* _EXTRACTED INFORMATION_:
====================

PR #298, opened 2015-08-09
fix sending of emails to teamless users

marcgreenstock:
This one was hard. When joining two roles and teams together, AR ensures that the records are connected and excludes records that are not connected via all three models. So in the case of organizers, not belonging to a team via their `organizer` associated role excluded them from the recipients.

Although I have added some more test, there are many permutations I have not considered, so I doubt this will be the last time we will need to do something with the mailer.

### DIFF
--- a/app/models/recipients.rb
+++ b/app/models/recipients.rb
@@ -17,23 +17,32 @@ class Recipients
 
   def users
     return @users if @users
-    @users = User.joins(:teams, :roles).where(roles: { name: roles })
-    if group.to_sym == :selected_teams
-      @users = @users.where(teams: { kind: Team::KINDS })
-    elsif group.to_sym == :unselected_teams
-      @users = @users.where(teams: { kind: nil })
-    end
-    if seasons.any?
-      @users = @users.where(teams: {
-        season: Season.where(name: seasons).pluck(:id)
-      })
-    end
-    @users.uniq
+    @users = User.joins(:roles).where(roles: { name: roles })
+    @users = @users.where('roles.team_id IN (?) OR roles.name IN (?)', teams, teamless_roles) if filter_by_teams?
+    @users = @users.uniq
+    @users
+  end
+
+  def filter_by_teams?
+    group.to_sym != :everyone || seasons.any?
+  end
+
+  def teams
+    return @teams if @teams
+    @teams = Team
+    @teams = @teams.where(kind: group.to_sym == :selected_teams ? Team::KINDS : nil) if group.to_sym != :everyone
+    @teams = @teams.where(season: Season.where(name: seasons)) if seasons.any?
+    @teams = @teams.select(:id).pluck(:id)
+    @teams
   end
 
   def roles
     Array(to).map do |to|
       to == 'teams' ? %w(student coach mentor) : [to.singularize]
     end.flatten
+  end
+
+  def teamless_roles
+    (roles & %w{organizer developer helpdesk})
   end
 end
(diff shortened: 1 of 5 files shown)


sareg0:
hey there @carpodaster could you please review this pull request if you can find the time? I know that @anikalindtner would really need this fix to complete a task of her's

carpodaster:
@sareg0 will have a look into this later today

sareg0:
:open_hands: thank you!

app/models/recipients.rb
```diff
@@ -17,18 +17,23 @@ def user_emails
...
+  end
+
+  def filter_by_teams?
+    group.to_sym != :everyone || seasons.any?
+  end
+
+  def teams
+    return @teams if @teams
+    @teams = Team
+    @teams = @teams.where(kind: group.to_sym == :selected_teams ? Team::KINDS : nil) if group.to_sym != :everyone
```
carpodaster: `kind: nil` selects every user in the system that isn't part of a team that hasn't been accepted as either sponsored or voluntary team ever, including all applicants whose applications had been rejected.  Is that the intended behaviour?

app/models/recipients.rb
```diff
@@ -17,18 +17,23 @@ def user_emails
...
+    @teams = @teams.where(season: Season.where(name: seasons)) if seasons.any?
+    @teams = @teams.select(:id).pluck(:id)
```
carpodaster: Is the `select(:id)` needed?

app/models/recipients.rb
carpodaster: So that's equivalent to %w{organizer developer helpdesk} + :unselected_teams

app/models/recipients.rb
marcgreenstock: No, but only the id is needed, just conserving a little memory here.

carpodaster: Yep, I just thought that's what `pluck :id` already does. If not, don't mind me

app/models/recipients.rb
marcgreenstock: So this is a little tricky to understand, it took me a while too.

There are a number of filters, `group`, `seasons` and `to`.

If `group` is `:selected_teams` it will select any team that has a `kind` that is included in `Team::KINDS`, otherwise select where `kind` is specifically `nil`. `group: :everyone` will select every team.

It gets more tricky with [line 21](https://github.com/rails-girls-summer-of-code/rgsoc-teams/pull/298/files#diff-875df54ccb6e747fd165f1ebcf5d3266R21)

```ruby
@users = @users.where('roles.team_id IN (?) OR roles.name IN (?)', teams, teamless_roles) if filter_by_teams?
```

where if we need to filter by team it selects users who's role belongs to a team or users who's roles is teamless (organizer developer helpdesk) and has been included in the `to` filter.

I have considered rewriting the spec for `recipients.rb`, it sort of needs it because there are a lot of permutations that are not considered in the spec.

app/models/recipients.rb
marcgreenstock: I might have got this wrong, but when i was looking at it, pluck was not deselecting every other column.

carpodaster:
@marcgreenstock It definitely looks hard, yes. Thanks for the work on it!

>  there are many permutations I have not considered, so I doubt this will be the last time we will need to do something with the mailer.

Let's just merge and see what happens #yolo.  It looks good, but as you said: we may have overlooked a permutation.

Feel free to merge!

marcgreenstock:
@carpodaster, you want to deploy or shall I?

carpodaster:
@marcgreenstock It should auto-deploy through Travis

marcgreenstock:
@carpodaster yay for CI :)

PR #300, opened 2015-08-17
Moving the new status update form into index page

F3PiX:
This replaces the new status update button. This puts the form above the updates listing. Now, students can see and read their previous update while typing the new update. 

Also a bit of formatting and refactoring and a bit of ux tweaking


app/controllers/students/status_updates_controller.rb
```diff
@@ -55,4 +53,12 @@ def status_update_params
     params.require(:activity).permit(:title, :content)
   end
 
-end
+
+  private
+
+  def status_updates
+    #order = DESC; set in model
+    @status_updates = current_team.status_updates.ordered
```
carpodaster: This could do with a `||=` assignment (memoization). That way, subsequent calls to `status_updates` won't trigger another database request. It's only called once in the view so it doesn't matter with the current implementation. But since it's being exposed as a helper method, it's better to not care how or how often a view template will call this.

app/views/students/status_updates/index.html.slim
```diff
@@ -15,13 +16,12 @@ table.table.table-striped.table-bordered.table-condensed
       th
 
   tbody
-    - @status_updates.each do |status_update|
+    - status_updates.each do |status_update|
       tr
-        td = l status_update.created_at
+        /date format is Weekday, MM dd, hh:mm
+        td = l status_update.created_at, :format => ('%A, %B %e, %H:%M (utc)')
```
carpodaster: Can you use or define a date/datetime format in `config/locales/en.yml`? That way it can be re-used and we don't scatter the app with too many different ways of printing date formats.

carpodaster: Also, we can use local time: every user can define a timezone in their user profile. The Rails app will set the individual time zone automatically or default to UTC.

carpodaster:
Hey @F3PiX – looks good! I added two comments – once these are addressed, we can meerrrrrrge.

F3PiX:
Up to you, @carpodaster !  Thanks, on behalf of all the students ;-)

carpodaster:
Thanks for the PR! :smile:

PR #302, opened 2015-08-22
Applications state machine

F3PiX:
First try to a smoother workflow with the application form.
I added an extra state 'final' to the state machine, in between 'draft' and 'applied'. 
The new 'final' state marks the end of filling in the form (by both students and coaches). 'Final' starts a validation check and makes it clear that only the students are allowed to submit the final draft.
In the old situation, all the validations and notices were packed within the 'draft' state. 
I hope the extra state will make it easier to guide the users through the process of the application form. 
  
I am not totally happy with the states and transitions yet, but I am thinking about it, and explore the state machines possibilities. 
Before we go into that, I have a few questions about things I encountered.

### DIFF
--- a/app/controllers/application_controller.rb
+++ b/app/controllers/application_controller.rb
@@ -45,7 +45,9 @@ class ApplicationController < ActionController::Base
   end
 
   def current_season
-    @season ||= Season.current
+    #TEMP solution to find the application form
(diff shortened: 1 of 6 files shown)


F3PiX:
SORRY wrong Master !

====================

* _THE TASK_: Show the lines above that have the word "wrong".

* _TASK RESULT_:
marcgreenstock: I might have got this wrong, but when i was looking at it, pluck was not deselecting every other column.
SORRY wrong Master !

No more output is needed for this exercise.